About 47% of the student body are women; 8%, minorities; 1%, African American; 4%, Asian American; 2%, Hispanic; 1%, Native American; and 11%, self-identified with LSDAS or on application as “Other”. The majority of students come from the West (91%). The average age of entering students is 26; age range is 20 to 64. About 34% of students enter directly from undergraduate school and 7% have a graduate degree. About 2% drop out after the first year for academic or personal reasons; 93% remain to receive a law degree.

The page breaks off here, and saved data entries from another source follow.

Issue #283, opened 2025-11-03
foremanctl should have persistent logs


ehelms:
The `foreman-installer` generates log files on each run which has proven to be helpful for debugging. `foremanctl` should do the same and will need to consider how different action interact or are represented in log files.

PR #295, opened 2025-11-12
foremanctl.log

stejskalleos:
For #283

**Requires:**
* https://github.com/theforeman/obsah/pull/98
* https://github.com/theforeman/obsah/pull/100

### DIFF
--- a/foremanctl.spec
+++ b/foremanctl.spec
@@ -10,7 +10,7 @@ URL:       https://github.com/theforeman/foremanctl
 Source:    https://github.com/theforeman/foremanctl/releases/download/%{version}/%{name}-%{version}.tar.gz
 
 BuildArch: noarch
-Requires:  python3-obsah >= 1.4
+Requires:  python3-obsah >= 1.7.1
 
 # These are needed on the target host, which is usually localhost
 Recommends:  podman
--- a/src/requirements.txt
+++ b/src/requirements.txt
@@ -1,2 +1,2 @@
-obsah >= 1.7.0
+obsah >= 1.7.1
 requests


src/ansible.cfg
```diff
@@ -2,3 +2,4 @@
 host_key_checking = False
 roles_path = ./roles
 callback_result_format = yaml
+log_path=/var/log/foremanctl/foremanctl.log
```
ehelms: Should this default to a relative path, `.var` and then be overriden in the RPM? Perhaps this should be an Obsah controlled element similar to how state storage( e.g. parameters) are handled.

stejskalleos: > Should this default to a relative path

I was thinking about it, but then I thought: what if the user runs `foremanctl` from a different directory?

The user can be in `~/` and for a different run, in the `/` directory, or somewhere else entirely. 

> Perhaps this should be an Obsah

I haven't thought about that one, but that could be the way as well.

foremanctl.spec
```diff
@@ -43,6 +43,7 @@ install -d -m0755 %{buildroot}%{_sysconfdir}/%{name}
 install -d -m0755 %{buildroot}%{_datadir}/%{name}
 install -d -m0755 %{buildroot}%{_bindir}
 install -d -m0750 %{buildroot}%{_sharedstatedir}/%{name}
+install -d -m0755 %{buildroot}%{_localstatedir}/log/%{name}
```
stejskalleos:
```suggestion
install -d -m0750 %{buildroot}%{_localstatedir}/log/%{name}
```

foremanctl.spec
evgeni: We should drop this file in favor of https://github.com/theforeman/foreman-packaging/tree/rpm/develop/packages/foreman/foremanctl, otherwise we risk they getting out of sync too quickly.

(But that doesn't mean this PR is wrong, just noticing it here)

stejskalleos:
Yes, sorry, `obsah`. And yes, every time Obsah runs, it will make a copy of the log file before executing any Ansible role/playbook.

src/roles/pre_install/tasks/main.yaml
```diff
@@ -1,4 +1,20 @@
...
+    path: /var/log/foremanctl
+    state: directory
+    mode: '0750'
+    owner: root
+    group: root
+
+- name: Backup the latest log file
+  ansible.builtin.copy:
+    src: "{{ lookup('ansible.builtin.env', 'ANSIBLE_LOG_PATH') }}"
+    dest: "/var/log/foremanctl/foremanctl-{{ ansible_facts['date_time']['iso8601_basic_short'] }}.log"
```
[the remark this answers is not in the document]
stejskalleos: This is log for the foremanctl, not for the application log.
AFAIK there is no daily log rotation for installer logs, and I think it's not needed.

foremanctl
```diff
@@ -8,8 +8,9 @@ OBSAH_STATE=${OBSAH_BASE}/.var/lib/foremanctl
 OBSAH_PERSIST_PARAMS=true
 export OBSAH_NAME OBSAH_DATA OBSAH_INVENTORY OBSAH_STATE OBSAH_PERSIST_PARAMS
 
+ANSIBLE_LOG_PATH=/var/log/foremanctl/foremanctl.log
```
evgeni: CI fails because
```
Warning: : log file at '/var/log/foremanctl/foremanctl.log' is not writeable and we cannot create it, aborting
```

Probably should be `.var/…` by default?

evgeni (changes requested):

evgeni:
I think it resolves it.

PR #288, opened 2025-11-07
add quadlet recurring job runner and timers for core rake tasks

archanaserver:
- define templated Quadlet container `foreman-recurring@.container` via `containers.podman.podman_container` (state: quadlet)
- run rake tasks inside the foreman image with same secrets/mounts as `foreman.service`
- so far added per-instance timers for:
  - `reports:daily`
  - `db:sessions:clear`
  - `reports:expire`
  - `audits:expire`

Refs: https://github.com/theforeman/foremanctl/issues/61 and https://github.com/theforeman/foremanctl/pull/252

PR #299, opened 2025-11-13
add recurring task support for katello

archanaserver:
based on #288


ekohl (commented):
Is there an issue somewhere to rewrite it into Foreman's own recurring logic? Katello already depends on it so I'd think it could be done.

This is an architectural choice that I think we can drive. The foreman-tasks cleanup may be an exception because there is a bigger risk (cleaning up a task from a task can break if you aren't careful) but Katello can rely on it.

If that isn't too hard for the Katello devs to do then we'll have a better and more scalable design.

evgeni:
needs a rebase

PR #309, opened 2025-11-19
Proxy features: REX

evgeni:


src/roles/foreman_proxy/tasks/main.yaml
```diff
@@ -35,6 +34,20 @@
         PartOf=foreman.target
   notify: Restart Foreman Proxy
 
+- name: Create foreman-proxy.container.d folder
```
ekohl: With Puppet we also purged other entries. Do we still want to do that to disable features? Or go with an explicit `ensure => absent` equivalent on features?

adamlazik1:
https://github.com/theforeman/smart_proxy_remote_execution_ssh/pull/126 added new settings for SSH certs, here is a patch that adds the new settings:

```patch
diff --git a/src/roles/foreman_proxy/templates/settings.d/remote_execution_ssh.yml.j2 b/src/roles/foreman_proxy/templates/settings.d/remote_execution_ssh.yml.j2
index b7d6402..76ad344 100644
--- a/src/roles/foreman_proxy/templates/settings.d/remote_execution_ssh.yml.j2
+++ b/src/roles/foreman_proxy/templates/settings.d/remote_execution_ssh.yml.j2
@@ -11,6 +11,15 @@
 # Mode of operation, one of ssh, pull, pull-mqtt
 :mode: ssh
 
+# Enables the use of SSH certificate for smart proxy authentication
+# The file should contain an SSH CA public key that the SSH public key of smart proxy is signed by
+# :ssh_user_ca_public_key_file:
+
+# Enables the use of SSH host certificates for host authentication
+# The file should contain a list of trusted SSH CA authorities that the host certs can be signed by
+# Example file content: @cert-authority * <SSH CA public key>
+# :ssh_ca_known_hosts_file:
+
 # Defines how often (in seconds) should the runner check
 # for new data leave empty to use the runner's default
 # :runner_refresh_interval: 1
```

evgeni:
> What remains to be done here until this can be undrafted?

This PR was my PoC to figure out what we need to put into our feature metadata (see #372).

This PR also has two dependencies that can be reviewed/merged independently:
- https://github.com/theforeman/foreman-ansible-modules/pull/1930
- https://github.com/theforeman/foreman-oci-images/pull/13

Once those are settled (and the "temp" commits dropped), we can continue here.

src/filter_plugins/foremanctl.py
```diff
@@ -0,0 +1,66 @@
...
+    return compact_list(plugins)
+
+
+class FilterModule(object):
+    ''' foremanctl filters'''
+
+    def filters(self):
+        return {
+            'features_to_foreman_plugins': foreman_plugins,
+            'knonwn_foreman_plugins': known_foreman_plugins,
```
arvind4501:
```suggestion
            'known_foreman_plugins': known_foreman_plugins,
```

src/roles/foreman_proxy/defaults/main.yaml
```diff
@@ -10,3 +10,10 @@ foreman_proxy_url: "https://{{ foreman_proxy_name }}:{{ foreman_proxy_https_port
 # Settings
 foreman_proxy_trusted_hosts:
   - "{{ foreman_proxy_name }}"
+
+foreman_proxy_base_features:
+  - logs
+foreman_proxy_plugins: []
+foreman_proxy_features: "{{ foreman_proxy_base_features + foreman_proxy_plugins }}"
+foreman_proxy_known_features: "{{ [] | known_foreman_proxy_plugins }}"
```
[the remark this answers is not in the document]
evgeni: known: the list of all features defined in the metadata, each of  can be either enabled or disabled.

this variable is an internal helper as the user input is only the list of "enabled" features, but we also need to have the list of disabled ones to be able to perform the disablement.

src/roles/foreman_proxy/tasks/feature/remote_execution_ssh.yaml
```diff
@@ -0,0 +1,36 @@
+---
+- name: Create SSH Key
+  community.crypto.openssh_keypair:
+    path: /root/foreman-proxy-ssh
+
+- name: Create SSH Key podman secret
+  containers.podman.podman_secret:
+    state: present
+    name: foreman-proxy-remote_execution_ssh-ssh-key
```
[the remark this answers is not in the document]
evgeni: I think the secrets in this PR should be:
- `foreman_proxy-remote_execution_ssh-key`
- `foreman_proxy-remote_execution_ssh-key-pub`

src/roles/foreman_proxy/tasks/main.yaml
```diff
@@ -57,3 +78,6 @@
     username: "{{ foreman_initial_admin_username }}"
     password: "{{ foreman_initial_admin_password }}"
     validate_certs: false
+
+- name: Flush handlers to restart services
+  ansible.builtin.meta: flush_handlers
```
ShimShtein: Why do you need an explicit run of handlers at this point? The handlers should be executed after all the roles have been executed: https://docs.ansible.com/projects/ansible/latest/playbook_guide/playbooks_handlers.html#controlling-when-handlers-run

PR #764, opened 2019-02-26
PXC-2430 : Centos6 : if SST fails in mysql_upgrade, script continues …

kennt-percona:
…rather than exits

PXC-2433 : PXC-8.0 SST is failing with "use_mysql_upgrade_conf _suffix: unbound variable" error

Issue
In Centos6, a subshell is spawned when running mysql_upgrade.  This causes
the "exit" statement, to exit the subshell and not the script.  Thus the
process continues on after an error has occurred (and we expected to fully exit).

Solution
Change the function to "return" rather than "exit".  In the calling script
handle the return values and exit properly.

Also additional script fixes (PXC-2433)
Also an optimization, do not run mysql_upgrade if donor/joiner have the same mysql version
(major.minor.revision are the same).

### DIFF
--- a/scripts/wsrep_sst_common.sh
+++ b/scripts/wsrep_sst_common.sh
@@ -334,27 +334,18 @@ function get_length_in_bytes()
 {
     local str=$1
     local byte_len=0
-    local orig_lang=""
-    local orig_locale=""
 
-    if [ -n "${LANG:-}" ]; then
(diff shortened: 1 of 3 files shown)


kennt-percona:
https://jenkins.percona.com/job/pxc80.test.mtr/89/

PR #765, opened 2019-02-26
- PXC#2396: handler operation is being brute force aborted

kbauskar:
- handler operation (HANDLER <table> open <handle>)
    will take explicit lock.

  - This explicit lock check was not being detected
    as part of brute-force abort flow that caused
    the said thread with handler lock to get forcefully aborted.

  - Patch now marks lock with explicit duration as non-preemptable.

Also fixed some timing issues mainly waiting for event to appear
as they are applied in async fashion.


kbauskar:
https://jenkins.percona.com/job/pxc80.test.mtr/88/

PR #769, opened 2019-02-28
PXC-2399 : If the donor node stops the SST, the joiner rsync process …

kennt-percona:
…stays around

Issue
If a failure occurs, the donor process will exit, but the joiner will be
left waiting.

Solution
If an error occurs, have the donor send the MAGIC_FILE but with
an error message. Of course, if rsync/network is the problem itself
then this doesn't help, but for other kinds of errors it will be
helpful.

Also:
Added force-ugprade option to both rsync/xtrabackup
rsync will now skip the mysql_upgrade if the version is the same
Fixed a bug where we would return success before the mysql_upgrade

### DIFF
--- a/scripts/wsrep_sst_common.sh
+++ b/scripts/wsrep_sst_common.sh
@@ -343,6 +343,67 @@ function get_length_in_bytes()
     ) || true
 }
 
+# Returns the version string in a standardized format
+# Input "1.2.3" => echoes "010203"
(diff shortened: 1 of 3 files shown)


kennt-percona:
https://jenkins.percona.com/job/pxc80.test.mtr/91/

kbauskar (approved):

PR #775, opened 2019-03-02
8.0 pxc 2451

kennt-percona:


kennt-percona:
https://jenkins.percona.com/job/pxc80.build/113/

scripts/wsrep_sst_common.sh
```diff
@@ -731,7 +989,7 @@ EOF
         --defaults-file=/dev/stdin \
         --socket=$upgrade_socket \
         --unbuffered --batch --silent \
-        -e "SET sql_log_bin = OFF; ALTER USER '${WSREP_SST_OPT_USER}'@localhost ACCOUNT LOCK; SHUTDOWN;" \
+        -e "SET sql_log_bin=OFF; ALTER USER '${WSREP_SST_OPT_USER}'@localhost ACCOUNT LOCK; SHUTDOWN;" \
```
kbauskar, line 1002: please add comment why we need to lock the user before shutdown when on SHUTDOWN action we tend to remove the user.
(as we discussed during call a defensive check).

scripts/wsrep_sst_common.sh
```diff
@@ -430,6 +528,41 @@ function check_for_version()
 #   0 if successful (no errors encountered)
 #   <non-zero> otherwise
 #
+# Overview: There are two code paths:
+#   (1) Receiving from a < 8.0 donor (5.7 donor)
+#   (2) Receiving from a >= 8.0 donor
+#
+#   (1) Receiving from a 5.7 donor
```
kbauskar, line 543: Can you expand this comment to make it more explicit that 8.0 binaries will not allow CREATE USER TO work on DONOR copied 5.7 data-directory.

kbauskar (changes requested):
Can you also change the user from mysql.pxc.sst.root to mysql.pxc.internal.session.user

kbauskar:
@kennt-percona 
Can you also add force-upgrade to default mtr configuration include/default_mysqld.cnf

scripts/wsrep_sst_common.sh
kennt-percona: There's a comment below (with the detailed flow) that explains this.

scripts/wsrep_sst_common.sh
kennt-percona: comment added

kbauskar (approved):

PR #780, opened 2019-03-05
Updated SST QA script for PXC-8.0 test

rameshvs02:


kbauskar (commented):
logic to check version has been replaced in wsrep_sst_common to use better operator. Do consider if you want to change or update to it.

percona-xtradb-cluster-tests/sst/run.sh
```diff
@@ -300,16 +331,22 @@ function set_vars()
 	TAR=tar
     fi
 
-    find_program MYSQL_INSTALL_DB mysql_install_db $MYSQL_BASEDIR/bin \
-	$MYSQL_BASEDIR/scripts
+    if ! check_for_version $MYSQL_VERSION_CHECK "8.0.0" ; then
```
kbauskar: Can you add comment as to when to use find and when to use which.

kbauskar (changes requested):

percona-xtradb-cluster-tests/sst/run.sh
rameshvs02: Done

kbauskar (approved):

PR #788, opened 2019-03-28
- PXC#2490: binlog_space_limit crashes PXC to during wsrep_recover mode

kbauskar:
- As part of the "PXC#897: gitd_executed is empty post wsrep_recover"
    fix, PXC skips creation of new binlog file while running in recovery mode.

  - In light of this flow, PXC should also avoud purge action on binlog.

  - Patch adds the check for the same.


kbauskar:
LGTM
mtr: https://jenkins.percona.com/job/pxc56.test.mtr/574/

PR #791, opened 2019-03-29
- PXC#2434: Password should not be visible as part of conflict debug …

kbauskar:
…message

  - use re-written query while logging wsrep debug statement.


kbauskar:
LGTM
mtr: https://jenkins.percona.com/job/pxc56.test.mtr/575/

PR #794, opened 2019-03-29
PXC-2483 : PXC-8.0 upgrade is not initiating mysql_upgrade script wit…

kennt-percona:
…h rsync SST

Issue
When the binaries of a node are upgraded, is restarted and rejoins the cluster.
If no writes have been received, the IST/SST process is skipped
(thus not allowing us to run mysql_upgrade on the node).

Solution
If the IST/SST process is skipped, then check the wsrep_state.dat file.
If the wsrep_schema_version is different, then run wsrep_sst_upgrade.sh


kennt-percona:
https://jenkins.percona.com/job/pxc80.test.mtr/120/

PR #795, opened 2019-03-29
- PXC#2491: SST is failing if the donor has encrypted undo logs.

kbauskar:
- PXC-5.7 doesn't support undo log encrpytion and has no plan
    to support it in future given that the implementation has been
    replaced in PS with MySQL native implementation.

  - Infact, PXC-5.7 don't plan to support any of these
    data-at-reset encryption features

    - innodb_temp_tablespace_encrypt
    - innodb_sys_tablespace_encrypt
    - innodb_encrypt_tables
    - innodb_parallel_dblwr_encrypt
    - innodb_undo_log_encrypt
    - innodb_redo_log_encrypt

  - Support for existing features that PXC-5.7 started supporting (BETA quality)
    general tablespace, file-per-table, encrypt-tmp-files will continue under
    BETA quality tag.


kbauskar:
LGTM
mtr: https://jenkins.percona.com/job/pxc57.test.mtr/594/

PR #796, opened 2019-04-01
- PXC#2486: Avoid replication of native ddl tables internally as part of

kbauskar:
main DDL statement

  - Some of the DDL statement (like one in the use-case INSTALL COMPONENT)
    can cause creation of native table on the fly.

  - Given the parent DDL statement is replicated using TOI avoid
    replication of such derived/child tables using TOI.

    Parent replication statement will take-care of creation of such child
    tables on replicating/applying node too.


kbauskar:
LGTM
mtr: https://jenkins.percona.com/job/pxc80.test.mtr/121/

PR #799, opened 2019-04-02
PXC-2276 : wait_for_listen in wsrep_sst_xtrabackup-v2.sh makes assump…

kennt-percona:
…tion about operating system

PXC-2476 : 5.7: rsync IST fails with keyring_file
PXC-2292 : wsrep_sst_xtrabackup-v2 doesn't recognize elliptic curve key/cert

Issue
2276: The selinux fix assumes that we are using a base Linux distro, so that we
have access to /proc/<pid>/net/tcp.  However, this is not true for some
other OSes (such as SmartOS).
2476: When using rsync for an IST, the keyring file is not sent, but the
code thinks it does.  The problem is that rsync does not know if an IST or
an SST is occurring.
2292: RSA keys work but EC keys do not.

Solution
2276: If we cannot find /proc/<pid>/net/tcp, go back to using ss for
socat/nc discovery.
2476: Check the rsync transfer logs to determine if an IST or SST is occurring.
2292: Use a more general method to check the key/cert

### DIFF
--- a/scripts/wsrep_sst_rsync.sh
+++ b/scripts/wsrep_sst_rsync.sh
@@ -61,10 +61,11 @@ cleanup_joiner()
     wsrep_log_debug "Joiner cleanup. rsync PID: $PID"
     [ "0" != "$PID" ] && kill $PID && sleep 0.5 && kill -9 $PID >/dev/null 2>&1 \
     || :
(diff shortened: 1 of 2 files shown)


kennt-percona:
https://jenkins.percona.com/job/pxc57.test.mtr/595/

PR #805, opened 2019-04-04
PXC-2464 : re-direct sst bash log messages to main mysqld for logging

kennt-percona:
Issue
MySQL 8.0 changed the way logging is done.  Since the SST scripts log
directly to stderr, they bypass the logging infrastructure introduced
in 8.0.  Thus the SST messages appear out of order.

Solution
Have the server side code that invokes the SST script, read from stderr,
and redirect the messages to the MySQL infrastructure.


kennt-percona:
https://jenkins.percona.com/job/pxc80.build/157/

sql/mysqld_thd_manager.cc
```diff
@@ -27,6 +27,7 @@
 #include "wsrep_sst.h"
 #endif /* WITH_WSREP */
 
+#include "mysql/components/services/log_builtins.h"
```
kbauskar: If we are referencing something from this and then it would be wsrep specific. 
(Can you move this to WITH_WSREP ?)
and same for all other lines added

sql/wsrep_sst.cc
```diff
@@ -273,6 +288,140 @@ struct sst_thread_arg {
...
+  wsrep_pfs_register_thread(key_THREAD_wsrep_sst_logger);
+#endif /* HAVE_PSI_INTERFACE */
+
+  int const   out_len = 1024;
+  char        out_buf[out_len];
+
+  /* Loops over the READ end of stderr.  Only stops
+     when the pipe is in an error or EOF state.
+   */
+  while (!feof(arg->err_pipe) && !ferror(arg->err_pipe))
```
kbauskar: MySQL now uses clang formatting. They ship standard clang format as part of the codebase. Do run clang formatting over codebase to be compliant with mysql. (only for wsrep-plugin can skip it for galera for now).

kbauskar (changes requested):

sql/mysqld_thd_manager.cc
kennt-percona: Moved all the log_builtins.h inside of WITH_WSREP (well those in non-wsrep code files).

sql/wsrep_sst.cc
kennt-percona: Run clang-format on wsrep_sst.c[c](url)

kennt-percona:
https://jenkins.percona.com/job/pxc80.test.mtr/130/

kbauskar (approved):

PR #1243, opened 2020-09-22
PXC-3424: Fix error handling when donor is not able to serve SST

kamil-holubicki:
1. Improved error handling in wsrep_sst_donate_cb
2. Fixed sst script termination on joiner side. sst_process variable was
   cleared just after sst script startup. That prevented signaling sst
   script from wsrep_sst_cancel()
3. Removed 'timeout' use sfrom wsrep_sst_xtrabackup-v2.sh. Having
   'timeout' prevented graceful and instant script termination.
   As 'timeout' creates its own process group it was not killed when
   SIGTERM signal was sent to wsrep_sst_xtrabackup-v2 script, causing
   socat to keep opened ports till the end of timeout and mysqld waiting
   in 'defunct' state for its child processes to terminate. If during
   this time mysqld was started again, SST script failed as sockets were
   still used by old instance of socat.

### DIFF
--- a/mysql-test/suite/galera/t/galera_sst_failure.test
+++ b/mysql-test/suite/galera/t/galera_sst_failure.test
@@ -1,0 +1,45 @@
+# Test if donor node goes back to SYNC state after it desyncs for donating
+# another node, but failing to start SST.
+
+--source include/have_debug.inc
+--source include/galera_cluster.inc
+
+--connection node_1
+CALL mtr.add_suppression(".*WSREP: SST failed.*");
+CALL mtr.add_suppression(".*WSREP: .* State transfer to .* failed: -125 .Operation canceled.*");
+
+--let $assert_text=node_1 should be in SYNC state after serving SST to node_2
+--let $wsrep_local_state_comment = query_get_value(SHOW STATUS LIKE 'wsrep_local_state_comment', Value, 1)
+--let $assert_cond= "$wsrep_local_state_comment" = "Synced"
+--source include/assert.inc
+
+# Setup node_1 to fail SST on next SST request
+SET GLOBAL debug = "+d,wsrep_sst_donate_cb_fails";
+
+# Restart node 2 forcing SST
+--connection node_2
+--source include/shutdown_mysqld.inc
+
+# Remove the grastate.dat file to force an SST
+--remove_file $MYSQLTEST_VARDIR/mysqld.2/data/grastate.dat
+
+# As SST fails on donor side, the joiner will abort
+--let $error_log= $MYSQLTEST_VARDIR/tmp/test_error_log.err
+--let $mysqld2=$MYSQLD --defaults-group-suffix=.2 --defaults-file=$PATH_CONFIG_FILE --wsrep-provider-options='base_port=$NODE_GALERAPORT_2' --console > $error_log 2>&1
+--error 134
+--exec $mysqld2
+--remove_file $error_log
+
+# node_1 should go back to SYNC state
+--connection node_1
+--let $assert_text=node_1 should go back to SYNC state
+--let $wsrep_local_state_comment = query_get_value(SHOW STATUS LIKE 'wsrep_local_state_comment', Value, 1)
+--let $assert_cond= "$wsrep_local_state_comment" = "Synced"
+--source include/assert.inc
+
+# cleanup
+SET GLOBAL debug = "-d,wsrep_sst_donate_cb_fails";
+
+--connection node_2
+--echo cleanup
+--source include/start_mysqld.inc
--- a/scripts/wsrep_sst_xtrabackup-v2.sh
+++ b/scripts/wsrep_sst_xtrabackup-v2.sh
@@ -107,6 +107,9 @@ MAGIC_FILE="${DATA}/${INFO_FILE}"
 # from the donor to the joiner
 SST_INFO_FILE="sst_info"
 
+# Used to pass status of pipelined processes executed in background
+PIPESTATUS_FILE="pipestatus"
+
 # Setting the path for ss and ip
 export PATH="/usr/sbin:/sbin:$PATH"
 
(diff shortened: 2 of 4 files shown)


kamil-holubicki:
https://pxc.cd.percona.com/job/pxc-5.6-param/51/

sql/wsrep_sst.cc
```diff
@@ -1293,6 +1301,12 @@ wsrep_cb_status_t wsrep_sst_donate_cb (void* app_ctx, void* recv_ctx,
   char uuid_str[37];
   wsrep_uuid_print (&current_gtid->uuid, uuid_str, sizeof(uuid_str));
 
+  DBUG_EXECUTE_IF("wsrep_sst_donate_cb_fails", 
+  {
+    fprintf(stderr, "KH: returning WSREP_CB_FAILURE\n");
```
dutow: leftover debug print?

mysql-test/suite/galera/t/galera_sst_failure.test
```diff
@@ -0,0 +1,38 @@
+# Test if donor node goes back to SYNC state after it desyncs for donating
+# another node, but failing to start SST.
+
+--source include/galera_cluster.inc
+--source include/have_debug.inc
```
venkatesh-prasad-v, line 4: `include/have_debug.inc` is a restrictive inc. So please source it in the beginning of the test case.

mysql-test/suite/galera/t/galera_sst_failure.test
```diff
@@ -0,0 +1,38 @@
...
+
+# As SST fails on donor side, the joiner will abort
+--let $error_log= $MYSQLTEST_VARDIR/tmp/test_error_log.err
+--let $mysqld2=$MYSQLD --defaults-group-suffix=.2 --defaults-file=$PATH_CONFIG_FILE --wsrep-provider-options='base_port=$NODE_GALERAPORT_2' --console > $error_log 2>&1
+--error 134
+--exec $mysqld2
+
+# node_1 should go back to SYNC state
+--connection node_1
+SHOW STATUS LIKE 'wsrep_local_state_comment';
```
venkatesh-prasad-v: Please use assert.inc to validate the state.

mysql-test/suite/galera/t/galera_sst_failure.test
```diff
@@ -0,0 +1,38 @@
...
+
+# Restart node 2 forcing SST
+--connection node_2
+--source include/shutdown_mysqld.inc
+
+# Remove the grastate.dat file to force an SST
+--remove_file $MYSQLTEST_VARDIR/mysqld.2/data/grastate.dat
+
+# As SST fails on donor side, the joiner will abort
+--let $error_log= $MYSQLTEST_VARDIR/tmp/test_error_log.err
```
venkatesh-prasad-v, line 27: Delete the file in the end of the test. MTR doesn't report this in 5.6, but it fails in check-testcase on 8.0.

venkatesh-prasad-v (commented):
Nice work, Kamil! 

Please see below for a few minor suggestions.

sql/wsrep_sst.cc
kamil-holubicki: fixed

mysql-test/suite/galera/t/galera_sst_failure.test
kamil-holubicki: done

mysql-test/suite/galera/t/galera_sst_failure.test
kamil-holubicki: done

mysql-test/suite/galera/t/galera_sst_failure.test
kamil-holubicki: No need for this, as MTR framework will compare produced output with result file and validate it.

venkatesh-prasad-v: Right! MTR does compare the output with the result file. But this phase happens only in the end of the test run and doesn't happen immediately. But, IMHO we always should not depend on the output of the SELECT/SHOW commands as it is not fully error proof.

Result file comparion causes the MTR to wait till the test to complete and then performs diff in the end. If the test is bigger with many small scenarios, MTR can take more time to report the test failure even when there is a failure in the first scenario. Whereas with asserts, it is faster as the test fails immediately when the condition fails. 

Also, using asserts makes the test more robust to test failures. For example, let's say this SST logic gets broken in the future for some reasons( eg: a big upstream merge). Then, it is very likely that the test failure may go unnoticed if someone re-records the failing testcases and merges them. Given the advantages we have with asserts, I think it is worth to use them.

kamil-holubicki: MTR test adjusted to use proposed validation pattern.

venkatesh-prasad-v (approved):
Thank you for addressing all the comments. 
The patch looks good and is approved from my side.

scripts/wsrep_sst_xtrabackup-v2.sh
```diff
@@ -133,6 +136,90 @@ timeit(){
...
+        fi 
+
+        sleep 1
+        tmt=$((tmt-1))
+    done
+    
+    if [[ $result -eq 0 ]];then
+      piperesult=(`cat ${dir}/$PIPESTATUS_FILE`)
+    fi
+
```
kennt-percona, line 218: Should we remove the PIPESTATUS_FILE at this point?

scripts/wsrep_sst_xtrabackup-v2.sh
```diff
@@ -133,6 +136,90 @@ timeit(){
...
+    piperesult=( $result "${piperesult[@]}" )
```
kennt-percona, line 219: Doesn't piperesult need to be defined before this ('local piperesult')?

scripts/wsrep_sst_xtrabackup-v2.sh
kamil-holubicki: It is created in temp directory created by the script ( initialize_tmpdir()) and will be removed on script exit. 

Edit: OK, I see another point of possible confusion:
man sh:
`The shell uses dynamic scoping, so that if you make the variable x local to function f, which then calls function g, references to the variable x made inside g will refer to the variable x declared inside f, not to the global variable named x.`

'dir' here is the local dir variable of parent function.

I have changed it to 'tempdirbase' explicitly to avoid confusion where we create temp file.

scripts/wsrep_sst_xtrabackup-v2.sh
kamil-holubicki: Good point. The way it is now, piperesult becomes global variable, which is not necessary. 
I declared it local. 
I adjusted timeout_delegate() local variables in the same way.

kennt-percona (approved):
lgtm

PR #1247, opened 2020-09-24
PXC-3424: Fix error handling when donor is not able to serve SST (5.7)

kamil-holubicki:


kamil-holubicki:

Students edit the Wyoming Law Review. Moot court competitions include the National Moot Court, National Environmental Law Moot Court at Pace University, and Natural Resources Law Moot Court at the University of Denver. Other competitions include the National Client Counseling and the ATLA Student Trial Advocacy, and locally sponsored moot court and trial competitions. Law student organizations include the Potter Law Club, Natural Resources Law Forum, Women’s Law Forum, Public Interest Law Forum, Sports Law Club, Students for Equal Justice, International Law Club, and J. Reuben Clark Law Society. There are local chapters of Phi Alpha Delta, Phi Delta Phi, and Delta Theta Phi. Campus clubs and other organizations include the Multicultural Students Organization, Associated Students of the University of Wyoming, and GLTB Organization.
The law school operates on a traditional semester basis. Courses for full-time students are offered days only and must be completed within 3 years. There is no part-time program. New students are admitted in the fall. There is no summer session. Transferable summer courses are not offered.